I think it's possible for reorder_work to be queued even though all
serial works have finished:

 - padata_reorder finds the reorder list nonempty and sees an object from
   padata_find_next, then gets preempted
 - the serial work finishes in another context
 - back in padata_reorder, reorder_work is queued

Not sure this race could actually happen in practice though.

But, I also think reorder_work can be queued when there's an unfinished
serial work, as you say, but with UAF still happening:

padata_do_serial
  ...
  padata_reorder
    // processes all remaining
    // requests then breaks
    while (1) {
      if (!padata)
        break;
      ...
    }
  
                                  padata_do_serial
                                    // new request added
                                    list_add
    // sees the new request
    queue_work(reorder_work)
                                    padata_reorder
                                      queue_work_on(squeue->work)


   
                                  <kworker context>
                                  padata_serial_worker
                                    // completes new request,
                                    // no more outstanding
                                    // requests
                                                                      crypto_del_alg
                                                                        // free pd
<kworker context>
invoke_padata_reorder
  // UAF of pd

> pcrypt_aead_encrypt/pcrypt_aead_decrypt
> padata_do_parallel 			// refcount_inc(&pd->refcnt);
> padata_parallel_worker	
> padata->parallel(padata);
> padata_do_serial(padata);		
> // pd->reorder_list 			// enque reorder_list
> padata_reorder
>  - case1:squeue->work
> 	padata_serial_worker		// sub refcnt cnt
>  - case2:pd->reorder_work		// reorder->list is not empty
> 	invoke_padata_reorder 		// this means refcnt > 0
> 	...
> 	padata_serial_worker

In other words, in case2 above, reorder_work could be queued, another
context could complete the request in padata_serial_worker, and then
invoke_padata_reorder could run and UAF when there aren't any remaining
serial works.

> I think the patch 3(from Nicolai Stange) can also avoid UAF for pd, but
> it's complicated.

For fixing the issue you describe, without regard for the reorder work,
I think the synchronize_rcu from near the end of the patch 3 thread is
enough.  A synchronize_rcu in the slow path seems better than two
atomics in the fast path.
Daniel Jordan Dec. 10, 2024, 7:16 p.m.
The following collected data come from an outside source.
PR #2952, opened 2026-06-23
feat: Mentions in emails

solrubado:


app/src/main/res/raw/mention_deletion_observer.js
```diff
@@ -0,0 +1,76 @@
...
+            refsCollection.push(node.getAttribute("data-ik-mention-ref"));
+        }
+
+        if (node.nodeType === Node.ELEMENT_NODE) {
+            const mentions = node.querySelectorAll("[data-ik-mention-ref]");
+            mentions.forEach((mention) => {
+                refsCollection.push(mention.getAttribute("data-ik-mention-ref"));
+            });
+        }
+    };
```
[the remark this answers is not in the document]
solrubado: We are checking if node.hasAttribute("data-ik-mention-ref") before pushing, so it can't be null

app/src/main/java/com/infomaniak/mail/ui/newMessage/NewMessageViewModel.kt
```diff
@@ -1072,6 +1088,19 @@ class NewMessageViewModel @Inject constructor(
...
+        val mentionTags = getElementsByAttribute(MENTION_ATTR)
+        mentionTags.forEach { it ->
+            it.attr(
+                "style",
+                "padding: 0 4px; border-radius: 100px; " +
+                        "color: var(--mail-content-mention-text-color, #333); " +
+                        "background-color: var(--mail-content-mention-background-color, #f1f1f1); " +
+                        "font-weight: var(--mail-content-mention-font-weight, inherit)"
+            )
+        }
```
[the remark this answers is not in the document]
solrubado: We want to override the whole style, the backend is only expecting this style.

app/src/main/java/com/infomaniak/mail/data/cache/mailboxContent/refreshStrategies/SnoozeRefreshStrategy.kt
```diff
@@ -64,7 +64,7 @@ val snoozeRefreshStrategy = object : DefaultRefreshStrategy {
         impactedFolders += FolderRole.INBOX
     }
 
-    override fun processDeletedThread(thread: Thread, realm: MutableRealm) = thread.recomputeThread()
+    override fun processDeletedThread(thread: Thread, realm: MutableRealm, mailbox: Mailbox?) = thread.recomputeThread()
```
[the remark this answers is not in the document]
Elouan1411: Is there any reason not to pass realm as a paramete?

app/src/main/java/com/infomaniak/mail/ui/main/folder/ThreadListAdapter.kt
```diff
@@ -317,6 +317,7 @@ class ThreadListAdapter @Inject constructor(
             iconForward.isVisible = isIconForwardVisible
 
             iconAttachment.isVisible = hasAttachable
+            iconMention.isVisible = hasMentions && !isSeen
```
Elouan1411: Rename `hasMention` and remove redundant condition since it already checks each message for seen status

app/src/main/java/com/infomaniak/mail/ui/newMessage/ContactAdapter.kt
```diff
@@ -154,7 +155,9 @@ class ContactAdapter(
         }
     }
 
-    override fun getItemCount(): Int = matchedContacts.count() + if (displayAddUnknownContactButton) 1 else 0
+    override fun getItemCount(): Int {
+        return matchedContacts.count() + if (displayAddUnknownContactButton && isForRecipients) 1 else 0
```
Elouan1411: `displayAddUnknownContactButton` is initialized with `isForRecipients`

app/src/main/java/com/infomaniak/mail/ui/newMessage/NewMessageFragment.kt
```diff
@@ -170,6 +184,16 @@ class NewMessageFragment : Fragment() {
...
+    private val mentionContactAdapter by lazy {
+        ContactAdapter(
+            usedEmails = mutableSetOf(),
+            onContactClicked = ::onMentionContactClicked,
+            onAddUnrecognizedContact = {},
+            snackbarManager = snackbarManager,
+            getAddressBookWithGroup = null,
+            isForRecipients = false,
+        )
+    }
```
Elouan1411, line 196:
```suggestion
    }
    
```

app/src/main/java/com/infomaniak/mail/ui/newMessage/NewMessageFragment.kt
```diff
@@ -504,6 +544,24 @@ class NewMessageFragment : Fragment() {
         }
     }
 
+    private fun onMentionContactClicked(contact: ContactAutocompletable) {
+        val merged = when (contact) {
+            is MergedContact -> contact
+            else -> null
+        } ?: return
```
Elouan1411:
```suggestion
        val merged = contact as? MergedContact ?: return
```

app/src/main/java/com/infomaniak/mail/utils/HtmlFormatter.kt
```diff
@@ -218,14 +221,34 @@ class HtmlFormatter(private val html: String) {
...
         )
 
+        private fun Context.loadMentionsStyleTemplate(): String = loadCss(
+            R.raw.mentions_style,
+            listOf(
+                PRIMARY_COLOR_CODE to getAttributeColor(RAndroid.attr.colorPrimary),
+                PRIMARY_CONTAINER_COLOR_CODE to getAttributeColor(RMaterial.attr.colorPrimaryContainer),
+            )
+        )
+
```
Elouan1411: `getCustomStyle` does exactly the same

app/src/main/java/com/infomaniak/mail/utils/HtmlFormatter.kt
```diff
@@ -218,14 +221,34 @@ class HtmlFormatter(private val html: String) {
 
         fun Context.getCustomStyle(): String = loadCss(
             R.raw.style,
-            listOf(PRIMARY_COLOR_CODE to getAttributeColor(RAndroid.attr.colorPrimary)),
+            listOf(
+                PRIMARY_COLOR_CODE to getAttributeColor(RAndroid.attr.colorPrimary),
```
Elouan1411: Is this line necessary given that `getCustomEditorStyle` already inserts it?

app/src/main/res/drawable/ic_at.xml
```diff
@@ -0,0 +1,27 @@
+<!--
```
Elouan1411:
```suggestion
<?xml version="1.0" encoding="utf-8"?><!--
```

app/src/main/res/layout/cardview_thread_item.xml
```diff
@@ -304,6 +304,23 @@
...
                     tools:visibility="visible" />
 
+                <ImageView
+                    android:id="@+id/iconMention"
+                    android:layout_width="@dimen/standardIconSize"
+                    android:layout_height="@dimen/standardIconSize"
+                    android:layout_marginStart="@dimen/marginStandardSmall"
+                    android:background="@drawable/bg_reminder_icon"
+                    android:contentDescription="@string/contentDescriptionIconMention"
+                    android:padding="4dp"
```
Elouan1411:
```suggestion
                    android:padding="@dimen/marginStandardVerySmall"
```

app/src/main/res/layout/item_contact.xml
```diff
@@ -19,8 +19,7 @@
     xmlns:app="http://schemas.android.com/apk/res-auto"
     xmlns:tools="http://schemas.android.com/tools"
     android:layout_width="match_parent"
-    android:layout_height="wrap_content"
-    android:background="@color/newMessageBackgroundColor">
```
Elouan1411, line 23: Is this intentional?

OldKotlin/realm-models/src/main/kotlin/com/infomaniak/mail/data/models/draft/Draft.kt
```diff
@@ -53,6 +53,9 @@ class Draft : RealmObject {
     var cc = realmListOf<Recipient>()
     var bcc = realmListOf<Recipient>()
 
+    @SerialName("mentions")
```
Elouan1411: Can we remove it if it has the same name as our variable?
```suggestion
```

OldKotlin/realm-models/src/main/kotlin/com/infomaniak/mail/data/models/message/Message.kt
```diff
@@ -136,6 +136,8 @@ class Message : RealmObject, Snoozable {
     var _emojiReactionNotAllowedReason: String? = null
         @InternalModelProperties
         set
+    @SerialName("mentions")
```
Elouan1411: Can we remove it if it has the same name as our variable?
```suggestion
```

Elouan1411 (changes requested):

app/src/main/res/layout/item_contact.xml
solrubado: removing the background yes,  I want the contacts to have the background of the list, so I can have a different background for the recipients and the mentions.
Removing the height I think it was unintentional, we can add it again.

OldKotlin/realm-models/src/main/kotlin/com/infomaniak/mail/data/models/draft/Draft.kt
solrubado: yes

app/src/main/res/raw/editor_mentions_detector.js
```diff
@@ -0,0 +1,140 @@
...
+
+    const node = range.startContainer;
+    const offset = range.startOffset;
+    if (offset !== node.textContent.length) return false;
+
+    const next = node.nextSibling;
+    if (next?.nodeType !== Node.ELEMENT_NODE) return false;
+
+    return next.matches?.("a[data-ik-mention-ref]") || false;
+}
```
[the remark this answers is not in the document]
solrubado: This was tested and causes and issue where you cannot add an enter between two tags.

app/src/main/res/raw/editor_mentions_detector.js
```diff
@@ -0,0 +1,140 @@
...
+
+    const newBlock = document.createElement('div');
+
+    const mentionNode = range.startContainer.nextSibling;
+    let current = mentionNode;
+    while (current) {
+        const next = current.nextSibling;
+        newBlock.appendChild(current);
+        current = next;
+    }
```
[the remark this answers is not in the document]
solrubado: This was tested and causes and issue where you cannot add an enter between two tags.

app/src/main/java/com/infomaniak/mail/ui/main/thread/ThreadAdapter.kt
```diff
@@ -650,7 +652,8 @@ class ThreadAdapter(
 
             setOnActionClicked {
                 val aiProcessState = getAiStateMap(aiAction, message.uid)
-                val isSuccess = aiProcessState is AiProcessState.Success || (aiProcessState == null && message.body?.isTranslated == true)
+                val isSuccess =
+                    aiProcessState is AiProcessState.Success || (aiProcessState == null && message.body?.isTranslated == true)
```
solrubado:
```suggestion
                val isSuccess = aiProcessState is AiProcessState.Success || 
                (aiProcessState == null && message.body?.isTranslated == true)
```

app/src/main/java/com/infomaniak/mail/data/models/javascriptBridge/MessageDisplayJavascriptBridge.kt
```diff
@@ -56,4 +70,9 @@ class MessageDisplayJavascriptBridge(
         }
         return correctErrorStack
     }
+
+    private companion object {
+        const val MAX_MENTION_EMAIL_LENGTH = 254
+        const val MAX_MENTION_DISPLAY_NAME_LENGTH = 256
```
solrubado: I don't think we should add this.

app/src/main/java/com/infomaniak/mail/ui/newMessage/NewMessageViewModel.kt
```diff
@@ -1181,6 +1210,20 @@ class NewMessageViewModel @Inject constructor(
...
+    fun updateMentionQuery(query: String) {
+        _mentionQuery.value = query
+    }
+
+    fun addMention(email: String) {
+        trackNewMessageEvent(MatomoName.InsertMention)
+        _currentMentions.update { it + email }
+    }
+
+    fun removeMentions(emails: List<String>) {
```
solrubado, line 1219: Can we maybe use a Set directly as parameter, so we don't have to do the .toSet here? 

```suggestion
    fun removeMentions(emails: Set<String>) {
```

app/src/main/java/com/infomaniak/mail/utils/HtmlFormatter.kt
```diff
@@ -216,16 +219,36 @@ class HtmlFormatter(private val html: String) {
...
         fun Context.getMessageDisplayStyle(): String = loadCss(R.raw.message_display_style)
 
-        fun Context.getCustomStyle(): String = loadCss(
-            R.raw.style,
-            listOf(PRIMARY_COLOR_CODE to getAttributeColor(RAndroid.attr.colorPrimary)),
-        )
+        fun Context.getMentionsStyle(aliases: List<String>): String {
+            if (aliases.isEmpty()) return ""
+            val selectors = aliases.joinToString(", ") { alias ->
+                val escapedAlias = alias.replace("\\", "\\\\").replace("'", "\\'")
```
solrubado: We should use the function that already exists for this. 

```suggestion
                val escapedAlias = looselyEscapeAsStringLiteralForJs(alias)
```

app/src/main/java/com/infomaniak/mail/utils/HtmlFormatter.kt
```diff
@@ -247,6 +272,10 @@ class HtmlFormatter(private val html: String) {
             return loadScript(R.raw.message_display_javascript_bridge)
         }
 
+        fun Context.getMentionClickObserverScript(): String {
```
solrubado: We should put all the mentions scripts together

app/src/main/res/layout/fragment_new_message.xml
```diff
@@ -417,6 +417,24 @@
...
+            android:layout_height="wrap_content"
+            android:background="@drawable/background_top_rounded"
+            android:clipToPadding="false"
+            android:elevation="10dp"
+            android:padding="@dimen/marginStandardVerySmall"
+            android:visibility="gone"
+            app:layoutManager="androidx.recyclerview.widget.LinearLayoutManager"
+            app:layout_constraintBottom_toTopOf="@id/externalBanner"
+            app:layout_constraintEnd_toEndOf="parent"
+            app:layout_constraintHeight_max="176dp"
```
solrubado: maybe we should add a comment here saying why we added this.

app/src/main/res/layout/fragment_new_message.xml
```diff
@@ -647,6 +664,7 @@
                 </LinearLayout>
             </androidx.constraintlayout.widget.ConstraintLayout>
         </com.google.android.material.card.MaterialCardView>
+
```
solrubado: Remove this line

app/src/main/res/raw/editor_javascript_bridge.js
```diff
@@ -15,6 +15,14 @@
  * You should have received a copy of the GNU General Public License
  * along with this program.  If not, see <http://www.gnu.org/licenses/>.
  */
- function onInlineImagesDeleted(cids) {
-     globalThis.kmail.onInlineImagesDeleted(cids);
- }
+function onInlineImagesDeleted(cids) {
```
solrubado, line 18: Format this file better

app/src/main/res/raw/editor_mention_click_observer.js
```diff
@@ -0,0 +1,60 @@
...
+ *
+ * You should have received a copy of the GNU General Public License
+ * along with this program.  If not, see <http://www.gnu.org/licenses/>.
+ */
+
+function observeEditorMentionClicks() {
+    if (document.kmailEditorMentionClickObserved) return;
+    document.kmailEditorMentionClickObserved = true;
+
+    const closestMention = (node) =>
```
solrubado: We should add { } here or inline

LunarX (commented):
A few first observations:
* Loosing the JS focus inside of the webview makes it so that clicking on an aut-comcompleted contact doesn't transfrom the HTML's content into a `mailto:`. This can be achieved by starting to write a contact's name, recreating the activity (like with a config change such as dark mode), now the focus at the JS level is lost but the auto-completed contacts are still visible and clicking on one won't turn the HTML's content into a `mailto:`
* The auto-completed contacts have some useless horizontal padding, because of this, the ripple stops abruptly before the edge of the screen
* Writing a space character during the auto-completion stops the auto-completion altogether.
* Mentions are a set of emails, if one email is mentioned twice and then deleted once, the list doesn't contain the mention anymore but the HTML does
* Using strange character like non-latin characters or accentuated characters are not recognized by the auto-completion
* The read/unread indicator visually updates way faster than the "@" notification indicator when I toggle read/unread on a thread from the ThreadListFragment

app/src/main/java/com/infomaniak/mail/data/models/javascriptBridge/EditorJavascriptBridge.kt
```diff
@@ -33,7 +35,27 @@ class EditorJavascriptBridge(
...
+            JSONArray(refsJson)
+        }.onFailure {
+            SentryLog.e(TAG, "Failed to parse mention refs", it)
+        }.getOrNull() ?: return
+
+        val refs = (0 until jsonArray.length())
+            .map { jsonArray.optString(it, null) }
+            .filter { it != null && it.isNotBlank() }
+            .toSet()
+        onMentionsDeletedCallback(refs)
```
LunarX: Maybe this could be deserialized as a List<String> directly, rather than bothering with jsonArraay.optString or similar. It'd be easier to read if it works

app/src/main/java/com/infomaniak/mail/data/cache/mailboxContent/refreshStrategies/ThreadRecomputations.kt
```diff
@@ -81,42 +83,29 @@ object ThreadRecomputations {
...
+        if (hasUnseenMentions || message.mentions.isEmpty()) return
 
-        fun Thread.updateSnoozeStatesBasedOn(message: Message) {
-            message.snoozeState?.let {
-                snoozeState = it
-                snoozeEndDate = message.snoozeEndDate
-                snoozeUuid = message.snoozeUuid
-            }
+        val amIMentioned = message.mentions.any { mention ->
+            normalizedAliases.contains(mention.lowercase(java.util.Locale.ROOT))
```
LunarX: What is this? Do you really need it? It looks strange

```suggestion
            normalizedAliases.contains(mention.lowercase())
```

app/src/main/java/com/infomaniak/mail/data/cache/mailboxContent/refreshStrategies/ThreadRecomputations.kt
```diff
@@ -81,42 +83,29 @@ object ThreadRecomputations {
...
-            }
-            if (message.isForwarded) {
-                isForwarded = true
-                isAnswered = false
-            }
-            if (message.hasAttachable) hasAttachable = true
-            if (message.isScheduledDraft) numberOfScheduledDrafts++
+    private fun Thread.updateThread(lastMessage: Message, allMessages: RealmList<Message>, mailbox: Mailbox?) {
+        val rawAliases = mailbox?.aliases ?: currentMailboxAliases
+        val normalizedAliases = rawAliases?.map { it.lowercase(java.util.Locale.ROOT) }?.toSet() ?: emptySet()
```
LunarX: Same here

app/src/main/java/com/infomaniak/mail/data/cache/mailboxContent/refreshStrategies/ThreadRecomputations.kt
```diff
@@ -81,42 +83,29 @@ object ThreadRecomputations {
...
         isLastInboxMessageSnoozed = false
     }
 
-    private fun Thread.updateThread(lastMessage: Message, allMessages: RealmList<Message>) {
+    private fun Thread.updateMentionsState(message: Message, normalizedAliases: Set<String>) {
+        if (hasUnseenMentions || message.mentions.isEmpty()) return
 
-        fun Thread.updateSnoozeStatesBasedOn(message: Message) {
-            message.snoozeState?.let {
-                snoozeState = it
```
LunarX, line 95: It's always nice to order these methods logically, like in the order they're called in for exemple. And ideally, avoid defining one before `updateThread()` and the others after `updateThread()`

app/src/main/java/com/infomaniak/mail/data/cache/mailboxContent/refreshStrategies/ThreadRecomputations.kt
```diff
@@ -34,7 +36,7 @@ import io.realm.kotlin.internal.getRealm
 import io.realm.kotlin.types.RealmList
 
 object ThreadRecomputations {
-    fun Thread.recomputeThread(realm: MutableRealm? = null) {
+    fun Thread.recomputeThread(realm: MutableRealm? = null, mailbox: Mailbox? = null) {
```
LunarX: `mailbox` is not required? It can be `null`?

app/src/main/java/com/infomaniak/mail/utils/WebViewUtils.kt
```diff
@@ -66,19 +70,22 @@ class WebViewUtils(context: Context) {
...
+    private fun HtmlFormatter.addCommonDisplayContent(isDisplayedInDarkMode: Boolean, aliases: List<String> = emptyList()) {
         if (isDisplayedInDarkMode) registerCss(customDarkMode, DARK_BACKGROUND_STYLE_ID)
         registerCss(improveRenderingStyle)
         registerCss(customStyle)
         registerCss(messageDisplayStyle)
+        if (aliases.isNotEmpty()) registerCss(dynamicMentionsStyle(aliases))
         registerMetaViewPort()
         registerScript(resizeScript)
         registerScript(fixStyleScript)
+        registerScript(mentionClickObserverScript)
```
LunarX: Probably not needed for print

app/src/main/java/com/infomaniak/mail/utils/WebViewUtils.kt
LunarX: Here we don't send "aliases" so your own mentions are never "colored"

app/src/main/java/com/infomaniak/mail/data/models/javascriptBridge/MessageDisplayJavascriptBridge.kt
```diff
@@ -17,13 +17,19 @@
...
 import android.webkit.JavascriptInterface
 import com.infomaniak.mail.utils.SentryDebug
+import com.infomaniak.mail.utils.extensions.isEmail
 
 class MessageDisplayJavascriptBridge(
     private val onWebViewFinishedLoading: () -> Unit,
+    private val onMentionContactClicked: ((String, String?) -> Unit)? = null,
 ) {
 
+    private val mainHandler = Handler(Looper.getMainLooper())
```
LunarX: Is this mainHandler really needed? This feels a bit off if it's not needed. I also see that the webview callback uses it but no code should have changed.

If this crashed was caused by the `navArgs.value = NavData(resId, args)`, use a postValue instead or turn it into a MutableSharedFlow with no replay value

app/src/main/java/com/infomaniak/mail/ui/newMessage/NewMessageFragment.kt
```diff
@@ -471,10 +501,21 @@ class NewMessageFragment : Fragment() {
...
+                binding.editorWebView.addCss(formatMentionsStyle)
+            }
+        }
+    }
+
     private fun setEditorScript() = with(binding.editorWebView) {
         addScript(fixStyle)
         addScript(editorJsBridgeScript)
         addScript(deletedInlineImagesObserverScript)
+        addScript(mentionClickObserverScript)
```
LunarX: Maybe this script could have a better name that tell that it prevents mention clicks, otherwise I thought this script would detect clicks on mentions and notify the kotlin code

app/src/main/java/com/infomaniak/mail/ui/newMessage/NewMessageFragment.kt
```diff
@@ -767,6 +827,48 @@ class NewMessageFragment : Fragment() {
...
+
+            val areMentionsAvailable = featureFlags.contains(FeatureFlag.MENTIONS)
+            if (areMentionsAvailable) {
+                binding.editorWebView.apply {
+                    addScript(mentionsObserverScript)
+                    addScript(insertMentionScript)
+                    addScript(mentionDeletionObserverScript)
+                }
+                addMentionsStyle()
+            }
```
LunarX: Scripts are not removed when flag is turned off

app/src/main/java/com/infomaniak/mail/ui/newMessage/NewMessageFragment.kt
```diff
@@ -151,12 +160,17 @@ class NewMessageFragment : Fragment() {
...
+    private val mentionDeletionObserverScript by lazy { requireContext().getMentionDeletionObserverScript() }
     private val editorJsBridgeScript by lazy { requireContext().getEditorJsBridgeScript() }
     private val fixStyle by lazy { requireContext().getFixStyleScript() }
     private val setAiContentScript by lazy { requireContext().getSetAiContentScript() }
     private val getEditorBodyScript by lazy { requireContext().getEditorBodyScript() }
+    private val insertMentionScript by lazy { requireContext().getInsertMentionScript() }
+    private val mentionClickObserverScript by lazy { requireContext().getEditorMentionClickObserverScript() }
 
     private val newMessageFragmentArgs: NewMessageFragmentArgs by navArgs()
+    private val mainViewModel: MainViewModel by activityViewModels()
```
LunarX: This looks unused

app/src/main/java/com/infomaniak/mail/ui/newMessage/NewMessageFragment.kt
```diff
@@ -471,10 +501,21 @@ class NewMessageFragment : Fragment() {
         addCss(context.getCustomEditorStyle())
     }
 
+    private fun addMentionsStyle() {
+        viewLifecycleOwner.lifecycleScope.launch {
+            val selfEmails = newMessageViewModel.currentMailbox().aliases
+            val formatMentionsStyle = context?.getMentionsStyle(selfEmails)
+            if (!formatMentionsStyle.isNullOrBlank()) {
```
LunarX: I don't think this can ever be "blank"

app/src/main/java/com/infomaniak/mail/ui/newMessage/NewMessageFragment.kt
```diff
@@ -504,6 +545,25 @@ class NewMessageFragment : Fragment() {
         }
     }
 
+    private fun onMentionContactClicked(contact: ContactAutocompletable) {
+        val merged = contact as? MergedContact ?: return
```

UTC | #5
On Tue, Dec 10, 2024 at 05:38:51PM +0800, Chen Ridong wrote:
> On 2024/12/6 11:48, chenridong wrote:
> > On 2024/12/6 7:01, Daniel Jordan wrote:
> >> On Sat, Nov 23, 2024 at 08:05:09AM +0000, Chen Ridong wrote:
> > IIUC, patches 3-5 from this series aim to fix two issue.
> > 1. Avoid UAF for pd(the patch 3).
> > 2. Avoid UAF for ps(the patch 4-5).
> > What my patch 2 intends to fix is the issue 1.
...
> Hi, Daniel, I am trying to produce the issue 2. However,I failed.

Thanks for trying!

> I added 'mdelay' as helper.
> 
>  static void padata_reorder(struct parallel_data *pd)
>  {
> +       mdelay(10);
>         struct padata_instance *pinst = pd->ps->pinst;
>         int cb_cpu;
>         struct padata_priv *padata;
> 
> I believe this can increase the probability of issue 2. But after
> testing with pcrypt_aead01, issue 2 cannot be reproduced.
> And I don't know whether it exists now.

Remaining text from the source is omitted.